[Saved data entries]
====
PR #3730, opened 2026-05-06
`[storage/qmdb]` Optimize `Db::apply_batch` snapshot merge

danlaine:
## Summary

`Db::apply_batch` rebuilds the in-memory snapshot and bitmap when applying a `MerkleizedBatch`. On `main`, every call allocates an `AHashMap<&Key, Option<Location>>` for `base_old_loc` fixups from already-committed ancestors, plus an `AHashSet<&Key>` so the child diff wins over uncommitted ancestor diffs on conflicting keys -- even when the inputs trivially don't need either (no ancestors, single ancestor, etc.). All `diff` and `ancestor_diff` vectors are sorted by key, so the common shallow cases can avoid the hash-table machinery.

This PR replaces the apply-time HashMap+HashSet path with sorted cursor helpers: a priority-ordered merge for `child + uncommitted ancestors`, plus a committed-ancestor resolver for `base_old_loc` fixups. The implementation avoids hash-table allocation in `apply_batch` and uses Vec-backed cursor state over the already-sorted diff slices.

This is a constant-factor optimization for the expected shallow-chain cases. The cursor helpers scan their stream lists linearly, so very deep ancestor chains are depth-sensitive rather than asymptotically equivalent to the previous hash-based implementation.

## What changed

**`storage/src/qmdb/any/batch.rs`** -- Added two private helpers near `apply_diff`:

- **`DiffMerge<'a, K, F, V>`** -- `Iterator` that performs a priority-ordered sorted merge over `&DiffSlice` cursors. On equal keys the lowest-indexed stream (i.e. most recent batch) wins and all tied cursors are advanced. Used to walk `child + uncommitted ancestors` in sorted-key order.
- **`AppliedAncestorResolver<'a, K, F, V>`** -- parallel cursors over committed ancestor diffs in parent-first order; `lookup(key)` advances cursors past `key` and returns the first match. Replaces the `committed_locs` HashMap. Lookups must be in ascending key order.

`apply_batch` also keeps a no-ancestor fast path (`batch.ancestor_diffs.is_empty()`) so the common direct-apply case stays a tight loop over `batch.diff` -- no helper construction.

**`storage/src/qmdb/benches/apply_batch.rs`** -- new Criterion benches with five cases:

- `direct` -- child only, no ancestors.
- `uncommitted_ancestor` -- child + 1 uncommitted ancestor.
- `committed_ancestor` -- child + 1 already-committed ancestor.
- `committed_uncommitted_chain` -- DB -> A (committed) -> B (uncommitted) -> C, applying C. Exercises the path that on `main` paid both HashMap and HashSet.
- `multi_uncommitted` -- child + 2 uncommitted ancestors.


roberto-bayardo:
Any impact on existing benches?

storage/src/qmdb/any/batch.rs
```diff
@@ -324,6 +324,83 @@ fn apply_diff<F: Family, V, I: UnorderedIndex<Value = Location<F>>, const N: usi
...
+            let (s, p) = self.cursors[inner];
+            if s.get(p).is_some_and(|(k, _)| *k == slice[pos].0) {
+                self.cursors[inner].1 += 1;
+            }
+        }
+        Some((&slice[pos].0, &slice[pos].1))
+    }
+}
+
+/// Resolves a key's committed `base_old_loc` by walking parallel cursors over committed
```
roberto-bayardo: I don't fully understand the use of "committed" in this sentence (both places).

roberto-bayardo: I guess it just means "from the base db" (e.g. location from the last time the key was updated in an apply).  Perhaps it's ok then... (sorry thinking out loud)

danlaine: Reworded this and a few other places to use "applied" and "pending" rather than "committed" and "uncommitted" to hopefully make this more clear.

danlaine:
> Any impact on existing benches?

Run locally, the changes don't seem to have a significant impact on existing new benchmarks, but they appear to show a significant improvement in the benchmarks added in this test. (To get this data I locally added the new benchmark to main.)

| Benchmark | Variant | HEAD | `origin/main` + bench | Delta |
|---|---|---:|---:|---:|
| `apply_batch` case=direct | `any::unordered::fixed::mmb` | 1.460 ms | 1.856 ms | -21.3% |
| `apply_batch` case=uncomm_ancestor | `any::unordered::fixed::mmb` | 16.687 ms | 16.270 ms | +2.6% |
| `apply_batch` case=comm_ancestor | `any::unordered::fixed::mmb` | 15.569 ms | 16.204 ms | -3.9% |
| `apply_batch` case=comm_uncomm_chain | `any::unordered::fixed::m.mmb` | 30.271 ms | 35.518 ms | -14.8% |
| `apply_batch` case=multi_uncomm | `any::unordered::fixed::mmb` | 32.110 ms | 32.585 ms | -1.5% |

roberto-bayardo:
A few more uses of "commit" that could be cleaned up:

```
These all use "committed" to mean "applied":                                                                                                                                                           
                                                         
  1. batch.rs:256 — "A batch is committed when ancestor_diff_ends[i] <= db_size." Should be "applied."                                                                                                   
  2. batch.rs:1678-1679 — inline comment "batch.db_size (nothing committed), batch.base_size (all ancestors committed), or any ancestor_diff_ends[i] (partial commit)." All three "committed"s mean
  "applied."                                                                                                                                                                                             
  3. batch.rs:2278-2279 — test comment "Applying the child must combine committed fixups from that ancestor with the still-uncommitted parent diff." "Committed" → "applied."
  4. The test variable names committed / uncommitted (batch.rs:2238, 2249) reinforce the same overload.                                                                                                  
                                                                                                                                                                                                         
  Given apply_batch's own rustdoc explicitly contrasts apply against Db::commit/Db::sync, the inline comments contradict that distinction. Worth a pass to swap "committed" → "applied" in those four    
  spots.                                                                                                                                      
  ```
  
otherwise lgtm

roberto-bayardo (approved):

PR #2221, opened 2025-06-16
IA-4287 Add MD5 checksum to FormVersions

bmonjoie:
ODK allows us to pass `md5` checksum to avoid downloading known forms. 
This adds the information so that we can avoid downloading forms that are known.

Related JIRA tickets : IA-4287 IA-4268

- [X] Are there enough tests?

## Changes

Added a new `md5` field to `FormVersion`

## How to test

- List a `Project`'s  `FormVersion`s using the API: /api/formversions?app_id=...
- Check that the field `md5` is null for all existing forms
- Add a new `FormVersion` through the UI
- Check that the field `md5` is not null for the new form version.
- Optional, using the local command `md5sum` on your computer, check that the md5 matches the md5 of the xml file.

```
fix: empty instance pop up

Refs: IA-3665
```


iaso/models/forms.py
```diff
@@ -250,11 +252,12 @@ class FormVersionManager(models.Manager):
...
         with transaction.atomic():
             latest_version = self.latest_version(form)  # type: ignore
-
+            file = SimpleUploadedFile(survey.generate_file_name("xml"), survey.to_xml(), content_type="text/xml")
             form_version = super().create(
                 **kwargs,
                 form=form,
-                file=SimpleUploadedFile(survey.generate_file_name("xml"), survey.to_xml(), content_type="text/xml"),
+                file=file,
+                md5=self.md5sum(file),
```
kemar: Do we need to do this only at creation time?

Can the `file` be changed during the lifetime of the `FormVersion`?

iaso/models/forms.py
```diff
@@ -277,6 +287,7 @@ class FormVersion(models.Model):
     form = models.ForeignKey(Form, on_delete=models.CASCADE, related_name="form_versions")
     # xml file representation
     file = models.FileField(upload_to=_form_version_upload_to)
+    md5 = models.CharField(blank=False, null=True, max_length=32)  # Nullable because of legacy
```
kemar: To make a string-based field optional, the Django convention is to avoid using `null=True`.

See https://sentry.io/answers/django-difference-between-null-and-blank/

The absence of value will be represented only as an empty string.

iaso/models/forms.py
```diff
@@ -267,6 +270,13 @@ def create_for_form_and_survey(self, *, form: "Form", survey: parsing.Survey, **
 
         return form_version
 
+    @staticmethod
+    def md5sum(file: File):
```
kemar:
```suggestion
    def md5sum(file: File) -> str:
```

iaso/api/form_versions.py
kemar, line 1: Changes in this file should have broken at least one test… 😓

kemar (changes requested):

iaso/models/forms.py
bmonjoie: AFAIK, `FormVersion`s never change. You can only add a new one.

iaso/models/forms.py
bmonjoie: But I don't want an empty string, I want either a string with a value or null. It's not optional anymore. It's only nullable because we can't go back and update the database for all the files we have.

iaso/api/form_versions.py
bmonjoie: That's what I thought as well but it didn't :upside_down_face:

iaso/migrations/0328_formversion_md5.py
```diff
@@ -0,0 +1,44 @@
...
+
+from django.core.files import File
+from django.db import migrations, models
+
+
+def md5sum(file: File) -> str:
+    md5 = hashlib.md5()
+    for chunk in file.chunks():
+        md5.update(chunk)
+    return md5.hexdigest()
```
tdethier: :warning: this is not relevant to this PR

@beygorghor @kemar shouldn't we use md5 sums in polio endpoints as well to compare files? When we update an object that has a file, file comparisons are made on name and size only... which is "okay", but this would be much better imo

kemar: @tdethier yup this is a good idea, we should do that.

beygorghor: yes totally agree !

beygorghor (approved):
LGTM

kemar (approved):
====
Work request: Set down each line exactly as it appears, starting at the top of the data and ending at the line containing "ascending key order.", and include no other lines.

Task result:
PR #3730, opened 2026-05-06
`[storage/qmdb]` Optimize `Db::apply_batch` snapshot merge

danlaine:
## Summary

`Db::apply_batch` rebuilds the in-memory snapshot and bitmap when applying a `MerkleizedBatch`. On `main`, every call allocates an `AHashMap<&Key, Option<Location>>` for `base_old_loc` fixups from already-committed ancestors, plus an `AHashSet<&Key>` so the child diff wins over uncommitted ancestor diffs on conflicting keys -- even when the inputs trivially don't need either (no ancestors, single ancestor, etc.). All `diff` and `ancestor_diff` vectors are sorted by key, so the common shallow cases can avoid the hash-table machinery.

This PR replaces the apply-time HashMap+HashSet path with sorted cursor helpers: a priority-ordered merge for `child + uncommitted ancestors`, plus a committed-ancestor resolver for `base_old_loc` fixups. The implementation avoids hash-table allocation in `apply_batch` and uses Vec-backed cursor state over the already-sorted diff slices.

This is a constant-factor optimization for the expected shallow-chain cases. The cursor helpers scan their stream lists linearly, so very deep ancestor chains are depth-sensitive rather than asymptotically equivalent to the previous hash-based implementation.

## What changed

**`storage/src/qmdb/any/batch.rs`** -- Added two private helpers near `apply_diff`:

- **`DiffMerge<'a, K, F, V>`** -- `Iterator` that performs a priority-ordered sorted merge over `&DiffSlice` cursors. On equal keys the lowest-indexed stream (i.e. most recent batch) wins and all tied cursors are advanced. Used to walk `child + uncommitted ancestors` in sorted-key order.
- **`AppliedAncestorResolver<'a, K, F, V>`** -- parallel cursors over committed ancestor diffs in parent-first order; `lookup(key)` advances cursors past `key` and returns the first match. Replaces the `committed_locs` HashMap. Lookups must be in ascending key order.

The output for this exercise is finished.